WORK INSTRUCTION
Exactly the lines below from the one with "2.6 Moved copy_patch_init" up to and including the one with "## Motivation and Context" make up the answer, with nothing else added.
——
PR #234, opened 2018-02-13
Adding plant hydraulics

xiangtaoxu:
This pull request (**hydro-3c03ec6**) adds a few new features from Xu et al. 2016 New Phytologist [X16] to the current mainline master (**e25e9a8**). This is an update for PR #234.

## Description
1. **New Features**:
1.1 A new plant hydro scheme that can track changes in leaf/sapwood water potential, and sap flow. A new ED2IN flag (**PLANT_HYDRO_SCHEME**) has been added in the ED2IN template under run folder. There are four options running with plant hydrodynamics: 1. run hydrualics with hydraulic parameters from Christofferson et al. 2016 GMD [C16], 2. run hydraulics with part of parameters from Xu et al. 2016 New Phytologist, -1 and -2 are the same as 1, 2 except that the model does not track leaf/wood heat capacity changes when leaf internal water changes.
1.2 A new stomatal conductance scheme. One ED2IN flag, **ISTOMATA_SCHEME** is added to ED2IN. 0 -> existing Farquhar-Leuning scheme. 1-> new Farquhar-Katul scheme (only works for C3 plants for now, see X16 as reference).
1.3 Two new plant water stress scheme. Two new options are added for **H2O_PLANT_LIM** in ED2IN: 3. Use leaf water potential to modify fsw following @tompowell9's work. 4. Use leaf water potential to modify Katul's optimization-based stomatal conductance model based on X16.
1.4 A new hydraulics-driven drought-phenology scheme (**IPHEN_SCHEME = 4**), based on X16.
1.5 A new structrural growth scheme (**ISTRUCT_GROWTH_SCHEME**), which reserve enough bstorage to fully reflush the whole canopy and fine roots once before spending carbon in structural growth. This helps to give deciduous PFTs enough carbon to flush new leaves when growing season comes.
1.6 A new mode to consider within canopoy trait pheno-plasticity (SLA and Vm0) based on Lloyld et al. 2010 Biogeosciences. This can be set through TRAIT_PLASTICITY_SCHEME in ED2IN.

2. **Code Organization**
2.1 The plant hydrodynamics calculation is encapsulated in dynamics/plant_hydro.f90. Plant internal water flow rate is assumed to be constant within each model timestep. In order to track changes in leaf internal water during integration, two new variables (leaf_water_int and wood_water_int) are added to rk4type. Changes in leaf energy and heat capacity associated with plant hydraulics are updated accordingly in rk4_derivs.f90 (energy) and rk4_misc.f90 (update_diagnostic_vars, heat capacity).
2.2. To support plant hydrodynamics calculation, I add 9 key cohort-level variables for plant hydraulics into ed_state_vars.f90 as well as corresponding temporal averages. All variables are annotated following Doxygen stile in ed_state_vars.f90. I also add a new variable format (nzg by ncohort, id is 42) for one of the new state variable (**wflux_gw_layer**, root water uptake from each soil layer). About 20 new PFT-specific parameters are added in init/ed_params.f90. These new parameters are all organized into one new subroutine init_pft_hydro_params. However, over half of the new parameters are auxiliary variables used to generate the key hydraulic parameters. The most important/sensitive parameters are xylem hydraulic properties and capacitance (About **6** parameters), which can be obtained from field observations. Two sets of parameterization is provided in the code, one based on Xu et al. 2016 New Phytologist and one based on Christoffersen et al. 2016 GMD.
2.3. Add a new allometric function dbh2sf (dbh to sapwood fraction)
2.4. Modify the calc_veg_hcap in utils/ed_therm_lib.f90 to allow leaf/wood heat capacity change with tissue relative water content. These can lead to up to 50% (or even higher for PFTs with poorly constrained parameters) reduction in leaf heat capacity during dry season/drought.
2.5 The new module is annotated following Doxygen style. I also adapt the old annotation to Doxygen style for some of the existing modules.
2.6 Moved copy_patch_init after canopy_photosynthesis and soil_respiration in the integration schemes. This can lead to issue #236 . To resolve this, a quality check is added in canopy_photosynthesis to initiate leaf_gbw when necessary.

3. **To-Do List**
3.1. Modify EDTS ED2IN templates
3.2. Other code clean-up such as making sure using 'only' when importing modules.

## Collaborators
@tompowell9 @dmedvigy 

## Motivation and Context
This new module provide predictions of PFT-specific plant hydrodynamics, allowing tests over more mechanistic plant water stress functions (stomata, phenology, mortality) in ED2. The new module can also simulate leaf water potential, and sapflow, allowing for comparison and assimilation of corresponding field observations.

## Types of changes

## Checklist:

Should I generate a new Documentation using Doxygen? Where should I put it? I put it in [my personal github page](https://xiangtaoxu.github.io/ED2Doc/index.html) now.

## Testing :

I have run the standard test suites using OMP multi-threading. I have also run several sites using serial setup. The only difference is that some sites crash under debugging mode when running with OMP.
[e25e9a8-XX-3c03ec6-serial_medium.pdf](https://github.com/EDmodel/ED2/files/1764461/e25e9a8-XX-3c03ec6-serial_medium.pdf)
[e25e9a8-XX-3c03ec6-omp_medium.pdf](https://github.com/EDmodel/ED2/files/1764462/e25e9a8-XX-3c03ec6-omp_medium.pdf)


xiangtao-princeton:
@manfredo89  Maybe you can ask Felicien to help reviewing the hydro code as well? I have modified the codes and it should work well with small cohorts now.

manfredo89:
Sure I will try to go through it with him. This new PR sounds really exciting, glad it's making it to the main branch.

xiangtaoxu:
Here is the new test reports including all the test sites except M34 and PRG. For M34, both the mainline version and the test version crashed at the same time due to RK4 underflow. For PRG, input specific humidity is off.

For most of the runs, the TEST and MAIN are exactly the same. However, soil moisture has a significant bias for Toolik runs (TL2). The regional runs at RJG also show some level of relative bias in biomass. I checked the input ED2IN, the input parameters are exactly the same. @mpaiao Do you have any ideas why that happens?

[a7ce6bd-XX-1ba184c-v1_medium.pdf](https://github.com/EDmodel/ED2/files/1725624/a7ce6bd-XX-1ba184c-v1_medium.pdf)

ED/src/dynamics/photosyn_driv.f90
```diff
@@ -14,7 +14,8 @@ subroutine canopy_photosynthesis(csite,cmet,mzg,ipa,ntext_soil
    use pft_coms       , only : water_conductance  & ! intent(in)
                              , include_pft        & ! intent(in)
                              , vm0                & ! intent(in)
-                             , leaf_turnover_rate ! ! intent(in)
+                             , leaf_turnover_rate & ! intent(in)
+                             , leaf_psi_tlp       ! ! intent(in)
```
manfredo89: This will probably gibe a warning of unused variable

xiangtaoxu: Hi, Manfredo

Thanks for your review. This leaf_psi_tlp was used for test purposed and is supposed to be used in my next pull request. I will probably update this pull request with my other new updates (drought phenology, leaf water potential modified stomatal conductance). And perform another round of test suites.

As for M34, I have asked Marcos, he said he encountered this problem before and changes the RK4 tolerance to avoid the RK4 Underflow error. But I'm not sure which modification leads to the error.

manfredo89: Ok. I think it's definitely no prob to update with the next PR. Also I think once this is done it would be great to have part of the test to cover your new features.
To be honest I was also planning to add PFT 17 to the test for at least the GYF site but I didn't have time yet.

xiangtaoxu: Yeah, I'm planning to add Costa Rican sites as additional test suites. Maybe we can coordinate and add two test sites into the suites.

Xiangtao

xiangtaoxu:
@manfredo89  Thanks for reviewing the codes. I think it is better to wait until I figure out why the TEST and MAIN show differences in some of the test sites.

ED/src/dynamics/photosyn_driv.f90
manfredo89: Yes, by the way, I think the Test suite itself also needs some upgrade. I rewrote the script (https://github.com/manfredo89/ED2/blob/redux/EDTS/exec_test_carver_serial.sh and https://github.com/manfredo89/ED2/blob/redux/EDTS/dev_test.m) that creates the qsub jobs so that we need only one ED2IN template per site (so as to avoid the risk of having different parameters for DBUG, TEST and MAIN). Hopefully I'll find time to push it to the main branch.

mpaiao:
@xiangtaoxu It is a bit strange indeed, but I don’t know what could cause this.  I think Toolik uses xml to initialize many parameters, perhaps it’s something defined there that could make the difference.  By the way, I haven’t had a chance to go through the commit yet, will do tomorrow or over the weekend.

xiangtaoxu:
@mpaiao I will try to update the pull request today or tomorrow including the coupling of plant hydraulics and other physiology process and conduct another round of test suites. Hopefully, I can figure out the reasons of the mismatch during the process.

mpaiao:
I saw that @manfredo89 made a comment about unused variables.   I've cleaned my branch by turning all warnings into errors. In ifort, you can add the following instructions:
```Makefile
-warn unused -warn uncalled -warn usage -diag-error=all
```

Because of the differences in compilation instructions when using mpif90 and ifort with PAR_DEFS unset, it's a good idea to make the test with both settings.

manfredo89:
You can also just set `-warn` which activate all warnings, though if I remember correct the compilation fails this way because of interface problems. I think in my branch I solved this by enclosing everything into modules (for some reason I also had to move `new_patch_sfc_props` into `fuse_fiss`).

mpaiao:
@manfredo89 I turned many f90 files into modules, and now ifort 17 compiles with the interface check — something we want to be able to check, as it spots inconsistencies in arguments between call and declaration of functions and subroutines.  This will be in my pull requests, but I am going to wait until Xiangtao finishes his before I start mine.

ED/src/dynamics/disturbance.f90
```diff
@@ -3124,7 +3125,8 @@ subroutine prune_lianas(csite, np, lsl)
                                 , h2dbh                    & ! function
                                 , size2bl                  & ! function
                                 , dbh2bd                   & ! function
-                                , dbh2krdepth              ! ! function
+                                , dbh2krdepth              & ! function
+                                , dbh2sf                   ! ! function
```
mpaiao: I see that you added dbh2sf in the "use allometry, only: ..." blocks in several subroutines, but they don't seem to be used.

ED/src/dynamics/euler_driver.f90
```diff
@@ -9,6 +9,7 @@ subroutine euler_timestep(cgrid)
    use rk4_integ_utils
    use soil_respiration_module
    use photosyn_driv
+   use plant_hydro
```
mpaiao: I know you weren't the one who started this, but as a general comment, use statements should always have the "only" list for clarity.

ED/src/dynamics/rk4_derivs.F90
```diff
@@ -1821,6 +1896,13 @@ subroutine canopy_derivs_two(mzg,initp,dinitp,csite,ipa,hflxsc,wflxsc,qwflxsc,hf
          !---------------------------------------------------------------------------------!
          dinitp%wood_energy(ico) = 0.d0
          dinitp%wood_water(ico)  = 0.d0
+         dinitp%wood_hcap(ico)   = 0.d0
```
mpaiao: We discussed this offline, and this won't affect the legacy simulations.  But just to keep it registered, heat capacity should not be a prognostic variable, ideally internal water mass should be the tracked variable with the differential equation, then heat capacity could be updated diagnostically.

ED/src/dynamics/rk4_driver.F90
```diff
@@ -760,6 +770,51 @@ subroutine initp2modelp(hdid,initp,csite,ipa,nighttime,wbudget_loss2atm,ebudget_
...
       !------------------------------------------------------------------------------------!
       do ico = 1,cpatch%ncohorts
+         !---------------------------------------------------------------------------------!
+         ! First, update variables related with plant hydrodynamics because it can 
+         ! change leaf/wood heat capacity, which will be used later 
+         !---------------------------------------------------------------------------------!
+         if (plant_hydro_scheme > 0) then
+             ! Need to update leaf_water_int and wood_water_int diagnostically
+             ! from changes in heat capacity
+             cpatch%leaf_water_int(ico) = cpatch%leaf_water_int(ico)                    &
```
mpaiao: Same as my comment in rk4_derivs.F90.  Mass should be the prognostic variable, not heat capacity.

ED/src/init/ed_params.f90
——
FINISHED EXERCISE
2.6 Moved copy_patch_init after canopy_photosynthesis and soil_respiration in the integration schemes. This can lead to issue #236 . To resolve this, a quality check is added in canopy_photosynthesis to initiate leaf_gbw when necessary.

3. **To-Do List**
3.1. Modify EDTS ED2IN templates
3.2. Other code clean-up such as making sure using 'only' when importing modules.

## Collaborators
@tompowell9 @dmedvigy 

## Motivation and Context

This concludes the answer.